▶ [Action item] Write every entry out again, unchanged.

▶ [Saved data entries]
BEGIN

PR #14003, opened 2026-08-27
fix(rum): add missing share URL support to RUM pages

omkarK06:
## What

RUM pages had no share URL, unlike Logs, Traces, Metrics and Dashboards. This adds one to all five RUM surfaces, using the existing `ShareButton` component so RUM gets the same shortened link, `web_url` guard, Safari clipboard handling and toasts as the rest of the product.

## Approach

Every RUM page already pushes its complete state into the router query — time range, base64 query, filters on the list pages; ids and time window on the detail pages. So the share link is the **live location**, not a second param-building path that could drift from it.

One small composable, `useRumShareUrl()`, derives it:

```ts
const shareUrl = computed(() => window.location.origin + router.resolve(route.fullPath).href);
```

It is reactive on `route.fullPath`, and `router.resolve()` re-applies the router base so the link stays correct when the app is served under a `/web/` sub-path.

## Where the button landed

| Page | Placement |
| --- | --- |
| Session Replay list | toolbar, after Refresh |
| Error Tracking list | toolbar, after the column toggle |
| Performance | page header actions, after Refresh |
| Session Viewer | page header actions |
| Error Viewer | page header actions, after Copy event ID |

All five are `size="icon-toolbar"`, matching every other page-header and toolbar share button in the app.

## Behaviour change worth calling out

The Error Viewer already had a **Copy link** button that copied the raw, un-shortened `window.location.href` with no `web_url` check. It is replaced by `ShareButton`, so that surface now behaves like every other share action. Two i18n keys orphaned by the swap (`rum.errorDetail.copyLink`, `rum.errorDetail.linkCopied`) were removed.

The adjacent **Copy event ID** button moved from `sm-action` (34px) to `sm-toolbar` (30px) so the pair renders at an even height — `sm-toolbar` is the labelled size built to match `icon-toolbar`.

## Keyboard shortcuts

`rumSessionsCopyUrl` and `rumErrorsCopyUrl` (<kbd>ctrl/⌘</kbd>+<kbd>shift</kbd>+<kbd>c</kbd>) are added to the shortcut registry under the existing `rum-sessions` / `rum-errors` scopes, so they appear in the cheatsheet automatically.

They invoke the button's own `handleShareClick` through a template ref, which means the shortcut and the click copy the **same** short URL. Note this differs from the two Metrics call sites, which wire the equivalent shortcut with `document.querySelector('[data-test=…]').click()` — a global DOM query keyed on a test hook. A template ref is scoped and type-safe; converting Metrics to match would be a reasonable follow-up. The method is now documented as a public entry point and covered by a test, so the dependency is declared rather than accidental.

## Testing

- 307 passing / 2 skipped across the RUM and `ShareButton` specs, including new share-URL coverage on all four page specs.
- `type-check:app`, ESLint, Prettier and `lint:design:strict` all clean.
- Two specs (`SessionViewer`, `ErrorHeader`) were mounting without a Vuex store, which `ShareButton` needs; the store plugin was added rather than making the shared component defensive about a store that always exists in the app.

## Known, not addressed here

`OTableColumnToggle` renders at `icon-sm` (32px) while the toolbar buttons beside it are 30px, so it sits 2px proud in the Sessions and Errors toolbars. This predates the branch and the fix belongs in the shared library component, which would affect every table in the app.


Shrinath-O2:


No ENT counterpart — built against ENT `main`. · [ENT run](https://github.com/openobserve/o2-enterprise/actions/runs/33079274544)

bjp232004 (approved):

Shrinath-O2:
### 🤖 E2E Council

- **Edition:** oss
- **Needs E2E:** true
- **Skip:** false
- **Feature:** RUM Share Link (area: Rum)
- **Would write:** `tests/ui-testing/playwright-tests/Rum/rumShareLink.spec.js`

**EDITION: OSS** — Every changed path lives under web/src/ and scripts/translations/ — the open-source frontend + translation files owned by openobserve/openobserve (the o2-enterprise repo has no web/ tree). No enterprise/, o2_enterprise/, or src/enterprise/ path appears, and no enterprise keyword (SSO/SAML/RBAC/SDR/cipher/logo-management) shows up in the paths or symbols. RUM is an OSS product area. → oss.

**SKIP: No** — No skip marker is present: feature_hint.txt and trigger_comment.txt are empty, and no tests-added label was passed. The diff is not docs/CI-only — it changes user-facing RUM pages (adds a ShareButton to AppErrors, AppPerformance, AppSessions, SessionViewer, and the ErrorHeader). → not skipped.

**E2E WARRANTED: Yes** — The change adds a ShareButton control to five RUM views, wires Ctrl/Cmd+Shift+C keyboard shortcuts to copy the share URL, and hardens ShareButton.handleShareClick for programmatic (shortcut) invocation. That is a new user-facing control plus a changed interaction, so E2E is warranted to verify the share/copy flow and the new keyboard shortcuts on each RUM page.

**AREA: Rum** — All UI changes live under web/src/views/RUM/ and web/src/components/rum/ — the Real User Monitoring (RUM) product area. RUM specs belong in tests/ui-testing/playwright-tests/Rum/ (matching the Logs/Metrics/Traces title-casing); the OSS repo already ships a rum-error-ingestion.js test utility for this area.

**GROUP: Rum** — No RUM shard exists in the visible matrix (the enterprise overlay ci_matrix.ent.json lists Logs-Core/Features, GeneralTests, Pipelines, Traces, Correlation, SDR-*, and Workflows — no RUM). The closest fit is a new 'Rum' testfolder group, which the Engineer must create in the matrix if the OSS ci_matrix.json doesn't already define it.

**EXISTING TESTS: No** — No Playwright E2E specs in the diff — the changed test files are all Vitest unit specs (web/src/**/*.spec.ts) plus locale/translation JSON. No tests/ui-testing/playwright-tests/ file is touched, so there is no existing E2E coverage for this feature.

END

▶ [Solution below]
PR #14003, opened 2026-08-27
fix(rum): add missing share URL support to RUM pages

omkarK06:
## What

RUM pages had no share URL, unlike Logs, Traces, Metrics and Dashboards. This adds one to all five RUM surfaces, using the existing `ShareButton` component so RUM gets the same shortened link, `web_url` guard, Safari clipboard handling and toasts as the rest of the product.

## Approach

Every RUM page already pushes its complete state into the router query — time range, base64 query, filters on the list pages; ids and time window on the detail pages. So the share link is the **live location**, not a second param-building path that could drift from it.

One small composable, `useRumShareUrl()`, derives it:

```ts
const shareUrl = computed(() => window.location.origin + router.resolve(route.fullPath).href);
```

It is reactive on `route.fullPath`, and `router.resolve()` re-applies the router base so the link stays correct when the app is served under a `/web/` sub-path.

## Where the button landed

| Page | Placement |
| --- | --- |
| Session Replay list | toolbar, after Refresh |
| Error Tracking list | toolbar, after the column toggle |
| Performance | page header actions, after Refresh |
| Session Viewer | page header actions |
| Error Viewer | page header actions, after Copy event ID |

All five are `size="icon-toolbar"`, matching every other page-header and toolbar share button in the app.

## Behaviour change worth calling out

The Error Viewer already had a **Copy link** button that copied the raw, un-shortened `window.location.href` with no `web_url` check. It is replaced by `ShareButton`, so that surface now behaves like every other share action. Two i18n keys orphaned by the swap (`rum.errorDetail.copyLink`, `rum.errorDetail.linkCopied`) were removed.

The adjacent **Copy event ID** button moved from `sm-action` (34px) to `sm-toolbar` (30px) so the pair renders at an even height — `sm-toolbar` is the labelled size built to match `icon-toolbar`.

## Keyboard shortcuts

`rumSessionsCopyUrl` and `rumErrorsCopyUrl` (<kbd>ctrl/⌘</kbd>+<kbd>shift</kbd>+<kbd>c</kbd>) are added to the shortcut registry under the existing `rum-sessions` / `rum-errors` scopes, so they appear in the cheatsheet automatically.

They invoke the button's own `handleShareClick` through a template ref, which means the shortcut and the click copy the **same** short URL. Note this differs from the two Metrics call sites, which wire the equivalent shortcut with `document.querySelector('[data-test=…]').click()` — a global DOM query keyed on a test hook. A template ref is scoped and type-safe; converting Metrics to match would be a reasonable follow-up. The method is now documented as a public entry point and covered by a test, so the dependency is declared rather than accidental.

## Testing

- 307 passing / 2 skipped across the RUM and `ShareButton` specs, including new share-URL coverage on all four page specs.
- `type-check:app`, ESLint, Prettier and `lint:design:strict` all clean.
- Two specs (`SessionViewer`, `ErrorHeader`) were mounting without a Vuex store, which `ShareButton` needs; the store plugin was added rather than making the shared component defensive about a store that always exists in the app.

## Known, not addressed here

`OTableColumnToggle` renders at `icon-sm` (32px) while the toolbar buttons beside it are 30px, so it sits 2px proud in the Sessions and Errors toolbars. This predates the branch and the fix belongs in the shared library component, which would affect every table in the app.


Shrinath-O2:


No ENT counterpart — built against ENT `main`. · [ENT run](https://github.com/openobserve/o2-enterprise/actions/runs/33079274544)

bjp232004 (approved):

Shrinath-O2:
### 🤖 E2E Council

- **Edition:** oss
- **Needs E2E:** true
- **Skip:** false
- **Feature:** RUM Share Link (area: Rum)
- **Would write:** `tests/ui-testing/playwright-tests/Rum/rumShareLink.spec.js`

**EDITION: OSS** — Every changed path lives under web/src/ and scripts/translations/ — the open-source frontend + translation files owned by openobserve/openobserve (the o2-enterprise repo has no web/ tree). No enterprise/, o2_enterprise/, or src/enterprise/ path appears, and no enterprise keyword (SSO/SAML/RBAC/SDR/cipher/logo-management) shows up in the paths or symbols. RUM is an OSS product area. → oss.

**SKIP: No** — No skip marker is present: feature_hint.txt and trigger_comment.txt are empty, and no tests-added label was passed. The diff is not docs/CI-only — it changes user-facing RUM pages (adds a ShareButton to AppErrors, AppPerformance, AppSessions, SessionViewer, and the ErrorHeader). → not skipped.

**E2E WARRANTED: Yes** — The change adds a ShareButton control to five RUM views, wires Ctrl/Cmd+Shift+C keyboard shortcuts to copy the share URL, and hardens ShareButton.handleShareClick for programmatic (shortcut) invocation. That is a new user-facing control plus a changed interaction, so E2E is warranted to verify the share/copy flow and the new keyboard shortcuts on each RUM page.

**AREA: Rum** — All UI changes live under web/src/views/RUM/ and web/src/components/rum/ — the Real User Monitoring (RUM) product area. RUM specs belong in tests/ui-testing/playwright-tests/Rum/ (matching the Logs/Metrics/Traces title-casing); the OSS repo already ships a rum-error-ingestion.js test utility for this area.

**GROUP: Rum** — No RUM shard exists in the visible matrix (the enterprise overlay ci_matrix.ent.json lists Logs-Core/Features, GeneralTests, Pipelines, Traces, Correlation, SDR-*, and Workflows — no RUM). The closest fit is a new 'Rum' testfolder group, which the Engineer must create in the matrix if the OSS ci_matrix.json doesn't already define it.

**EXISTING TESTS: No** — No Playwright E2E specs in the diff — the changed test files are all Vitest unit specs (web/src/**/*.spec.ts) plus locale/translation JSON. No tests/ui-testing/playwright-tests/ file is touched, so there is no existing E2E coverage for this feature.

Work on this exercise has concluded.